The lease was part of the conservation group's $18 million purchase of the 7,500-acre Wilder Farm property, said Doug Blodgett, who works out of the Conservancy's office on Wilder Farm, now known as Emiquon.

The lease allows Wilder to continue his commercial elk operation through 2009, Blodgett said, adding, "It was a condition of our purchase. We're legally obligated to honor that lease."

But Hindi, who also has protested in Springfield against the alleged mistreatment of high school rodeo animals, said his group has videotaped elk abuse at the property, and its members plan to return this weekend to investigate further. The Nature Conservancy "did know about this for a long time and allowed it," he said.
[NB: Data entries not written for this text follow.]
PR #1552, opened 2026-04-16
Add GCP to 'all' feature

criccomini:
## Summary

Looks like we missed GCS/GCP support in the "all" feature. Bindings are unable to support GCS right now. This fixes that.

## Changes

- Add `object_store/gcp` and `gcp` to "all".


criccomini:
Optimistic merge

PR #1555, opened 2026-04-16
Rescaling: deduplicate external_dbs on union

rkhachatryan:
## Summary

Implement [part](https://github.com/slatedb/slatedb/blob/main/rfcs/0004-checkpoints.md#union) of checkpointing RFC (updated in ##1395):
> 3. Merge the contents of all input manifests:
external_dbs entries from all input manifests are merged and deduplicated by (path, source_checkpoint_id). external_dbs with the same (path, source_checkpoint_id) originated from the same external_db entry via projection, so their sst_ids lists are merged (unioned). Entries with different keys for the same path represent distinct checkpoints and must be kept separate. Without this deduplication, repeated cycles of projection and union cause exponential growth of duplicated entries: projecting into N parts and unioning back multiplies the entry count by N each cycle. New final_checkpoint_id values are generated for all entries — the old ones belong to the source databases' clone relationships and are not valid for the new database.

The logic is extracted (reimplemented) from #1285 (`[manifest][union] Deduplicate external_dbs by (path, source_checkpoint_id)`)

## Notes for Reviewers

Depends on #1551 - please ignore the first two commits.

Assertion about final checkpoint is removed from `test_union_external_dbs` - final checkpoint should be set uniformly on every external db outside of union (follow-up PR).

## Checklist

Thank you for the review! 🙏

### DIFF
--- a/slatedb/src/manifest/mod.rs
+++ b/slatedb/src/manifest/mod.rs
@@ -396,7 +396,7 @@ impl Manifest {
                 external_dbs.push(ExternalDb {
                     path: parent_external_db.path.clone(),
                     source_checkpoint_id: parent_external_db.source_checkpoint_id,
-                    final_checkpoint_id: Some(rand.rng().gen_uuid()),
+                    final_checkpoint_id: None, // regenerated after deduplication
                     sst_ids: parent_external_db.sst_ids.clone(),
                 });
             }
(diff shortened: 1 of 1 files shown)


rkhachatryan:
Rebased

rkhachatryan:
Rebased

criccomini (approved):
LGTM but test is failing

rkhachatryan:
Thanks for the review!
The test started to fail after rebasing (because some logic in `union` was changed) - I've fixed that.

PR #6131, opened 2021-03-29
Add BLANK logo and info

ElectricJeans:


ImanH:
@catenocrypt we did a token swap in response to the chainswap hack. How should we approach this? Open a PR where we remove the old token and add the new info? New contract address is: 0x41a3dba3d677e573636ba691a70ff2d606c29666

ImanH:
@zachzwei Any insights?

PR #6134, opened 2021-03-29
Duplicate Avalanche entry into Avalanche C-Chain and Avalanche X-Chain per PR comments

EvanJRichard:
- [x] Duplicate to avalanchex and avalanchec
- [x] in info differentiate name 
- [x] mention chain in the description
- [x] check decimals
- [x] Logo can be same, or better with some variation (Logo is the same)


catenocrypt:
Follow-up on Avalanche blockchain, merging w/o fee.

PR #6299, opened 2021-04-07
Updated DACXI token address and information

dacxi:
We've updated our token name due to other conflicting tokens naming, this resulted in a new contract deployment and address.
Our official FAQ article that states these changes are located at: https://support.dacxi.com/hc/en-us/articles/360045141411


dacxi (commented):
Updated

catenocrypt:
Correction needed: the folder corresponding to the token contract should be in 'checksum format', please rename (two-phase rename may be needed as lowercase-uppercase-only renames may be ignored by git).

❌  Contract is not in checksum format, should be 0xEfaB7248D36585e2340E5d25F8a8D243E6e3193F (not 0xefab7248d36585e2340e5d25f8a8d243e6e3193f). Please change it.

catenocrypt:
For such contract migrations, the old token should not be deleted, only set to `abandoned`.
I did this change in #6330.
Closing this one.

PR #6300, opened 2021-04-07
add FRY token

h-crypto-z:
Added FRY token from FoundryDAO - https://foundrydao.com


catenocrypt:
Note: ERC20 version already added (with low circulation).

PR #6305, opened 2021-04-07
added a missing info.json file for TheDAO 

0xTycoon:
It looks like the `info.json` file was missing, so I've added one in. (The directory and icon were already there)


0xTycoon:
Do I still need to pay a fee if I'm simply fixing a mistake and making the data correct? 

This was breaking some wallets and also places that pull your data such as Uniswap.

PR #6307, opened 2021-04-07
add sTokens

cryptobegod:
add sTokens


catenocrypt:
Most of the 8 tokens have 0 circulation, but even the max. is only 2 (!) holders.  We have a minimum circulation limit, 2500 holders and 5000 transactions. Closing.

Tammany Droll, who lives with her husband, Chad, on Wilder Farm next to the elk pens, said that until the elk were sold to Williams in November, the operation was a breeding ranch without slaughter. Her husband worked at the elk operation but was laid off when the sale occurred.

Williams has turned the place into "a miniature canned hunting" situation, Droll said. "He lets people go into the fences in big or small areas, pick out an elk and shoot it."

Williams acknowledged that people shooting the 500-pound animals are hunters who also may want the heads as trophies.

"An animal like that with a beautiful head mount - why throw it in the ditch?" he asked.

Elk are not considered wild game in Illinois because they do not live in the wild here, said Tim Schweizer of the state Department of Natural Resources. Instead, they are considered livestock.

Williams can legally sell an elk to someone who can then shoot it for personal consumption, said Jeff Squibb of the Illinois Department of Agriculture.

Squibb said the live elk cannot be moved off the farm without a permit, as part of the state's effort to control the spread of chronic wasting disease.

The herd has been tested for CWD, Squibb said, and none has been found there.

The situation "is absolutely canned hunting," Hindi said. "The guys are in camouflage. The elk are tame."